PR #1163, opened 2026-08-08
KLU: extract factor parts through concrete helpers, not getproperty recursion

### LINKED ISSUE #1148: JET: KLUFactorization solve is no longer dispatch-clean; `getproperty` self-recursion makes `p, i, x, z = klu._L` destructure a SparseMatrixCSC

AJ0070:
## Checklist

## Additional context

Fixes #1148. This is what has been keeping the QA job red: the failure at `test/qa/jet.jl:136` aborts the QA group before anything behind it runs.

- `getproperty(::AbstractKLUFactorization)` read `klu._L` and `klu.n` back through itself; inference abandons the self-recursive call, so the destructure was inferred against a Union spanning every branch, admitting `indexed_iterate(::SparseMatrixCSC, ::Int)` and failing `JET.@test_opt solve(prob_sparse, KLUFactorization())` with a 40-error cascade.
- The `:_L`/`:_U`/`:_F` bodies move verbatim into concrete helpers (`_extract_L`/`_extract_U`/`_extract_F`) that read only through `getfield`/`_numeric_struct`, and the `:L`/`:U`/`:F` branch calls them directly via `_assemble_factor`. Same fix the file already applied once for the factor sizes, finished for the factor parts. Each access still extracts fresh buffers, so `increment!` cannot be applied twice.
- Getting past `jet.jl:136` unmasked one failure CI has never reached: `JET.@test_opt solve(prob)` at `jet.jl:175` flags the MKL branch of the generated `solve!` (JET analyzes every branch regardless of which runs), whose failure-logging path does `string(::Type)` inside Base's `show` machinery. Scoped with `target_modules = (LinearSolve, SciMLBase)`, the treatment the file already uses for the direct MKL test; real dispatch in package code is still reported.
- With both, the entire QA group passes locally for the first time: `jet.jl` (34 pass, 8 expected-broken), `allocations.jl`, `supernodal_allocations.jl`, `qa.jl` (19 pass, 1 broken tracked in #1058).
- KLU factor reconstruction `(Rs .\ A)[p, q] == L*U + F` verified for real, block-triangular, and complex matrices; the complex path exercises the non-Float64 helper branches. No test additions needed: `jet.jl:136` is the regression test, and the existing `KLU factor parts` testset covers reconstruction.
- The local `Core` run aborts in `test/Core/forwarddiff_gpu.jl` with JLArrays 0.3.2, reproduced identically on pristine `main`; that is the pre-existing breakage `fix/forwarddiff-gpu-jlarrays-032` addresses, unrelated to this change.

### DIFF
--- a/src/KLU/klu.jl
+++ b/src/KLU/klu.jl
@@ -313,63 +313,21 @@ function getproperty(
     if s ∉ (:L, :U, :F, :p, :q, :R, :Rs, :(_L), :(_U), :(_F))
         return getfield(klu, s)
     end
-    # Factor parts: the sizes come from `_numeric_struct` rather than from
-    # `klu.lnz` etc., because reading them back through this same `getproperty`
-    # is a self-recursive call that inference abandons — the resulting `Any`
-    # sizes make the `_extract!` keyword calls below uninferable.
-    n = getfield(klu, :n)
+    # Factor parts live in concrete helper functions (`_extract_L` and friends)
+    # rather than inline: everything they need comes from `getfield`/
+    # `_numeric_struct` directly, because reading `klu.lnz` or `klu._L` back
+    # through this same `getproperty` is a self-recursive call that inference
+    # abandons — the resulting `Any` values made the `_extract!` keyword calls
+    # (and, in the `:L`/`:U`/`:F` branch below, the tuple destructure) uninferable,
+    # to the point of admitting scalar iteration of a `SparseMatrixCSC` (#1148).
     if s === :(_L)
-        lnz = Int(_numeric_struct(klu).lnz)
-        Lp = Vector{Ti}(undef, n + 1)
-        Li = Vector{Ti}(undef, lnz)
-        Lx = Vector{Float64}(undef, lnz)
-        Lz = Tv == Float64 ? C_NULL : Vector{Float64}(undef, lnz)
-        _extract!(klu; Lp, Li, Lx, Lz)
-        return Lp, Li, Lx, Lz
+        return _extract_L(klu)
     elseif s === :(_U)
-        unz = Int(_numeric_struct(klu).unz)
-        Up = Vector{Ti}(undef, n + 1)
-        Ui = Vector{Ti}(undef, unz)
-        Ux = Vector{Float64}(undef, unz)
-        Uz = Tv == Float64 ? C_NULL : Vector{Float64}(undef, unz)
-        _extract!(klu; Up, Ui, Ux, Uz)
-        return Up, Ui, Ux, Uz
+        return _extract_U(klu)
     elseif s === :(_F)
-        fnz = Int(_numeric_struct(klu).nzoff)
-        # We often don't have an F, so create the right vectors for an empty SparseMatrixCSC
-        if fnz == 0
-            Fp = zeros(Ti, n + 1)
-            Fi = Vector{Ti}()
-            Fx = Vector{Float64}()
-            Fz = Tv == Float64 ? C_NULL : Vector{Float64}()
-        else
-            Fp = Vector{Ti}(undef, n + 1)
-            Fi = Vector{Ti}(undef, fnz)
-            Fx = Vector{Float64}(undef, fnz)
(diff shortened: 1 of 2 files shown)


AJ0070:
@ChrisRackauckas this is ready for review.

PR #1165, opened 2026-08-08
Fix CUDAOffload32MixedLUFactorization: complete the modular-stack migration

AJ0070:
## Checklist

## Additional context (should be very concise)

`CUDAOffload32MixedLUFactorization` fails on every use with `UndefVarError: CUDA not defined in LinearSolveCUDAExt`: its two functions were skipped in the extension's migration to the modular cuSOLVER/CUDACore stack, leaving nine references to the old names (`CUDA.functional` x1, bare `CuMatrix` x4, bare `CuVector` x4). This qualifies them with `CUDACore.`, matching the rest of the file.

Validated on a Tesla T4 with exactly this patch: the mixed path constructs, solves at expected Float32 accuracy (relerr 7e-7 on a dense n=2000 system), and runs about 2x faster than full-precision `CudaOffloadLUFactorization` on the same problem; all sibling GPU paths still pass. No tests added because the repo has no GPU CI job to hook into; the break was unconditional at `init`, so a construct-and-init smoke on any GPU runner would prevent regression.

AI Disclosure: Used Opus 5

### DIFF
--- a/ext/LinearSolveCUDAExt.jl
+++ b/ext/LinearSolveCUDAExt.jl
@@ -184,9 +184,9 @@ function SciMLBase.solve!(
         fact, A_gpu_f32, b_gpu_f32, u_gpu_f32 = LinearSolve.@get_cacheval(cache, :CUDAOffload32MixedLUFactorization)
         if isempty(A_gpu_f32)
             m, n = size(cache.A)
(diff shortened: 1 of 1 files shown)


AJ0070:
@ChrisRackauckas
============================================================
Return, exactly as they stand, the lines from the start of the records above through the line with "Fixes #1148. This", both ends included, and no other lines.

▸ REPLY TO THE EXERCISE
PR #1163, opened 2026-08-08
KLU: extract factor parts through concrete helpers, not getproperty recursion

### LINKED ISSUE #1148: JET: KLUFactorization solve is no longer dispatch-clean; `getproperty` self-recursion makes `p, i, x, z = klu._L` destructure a SparseMatrixCSC

AJ0070:
## Checklist

## Additional context

Fixes #1148. This is what has been keeping the QA job red: the failure at `test/qa/jet.jl:136` aborts the QA group before anything behind it runs.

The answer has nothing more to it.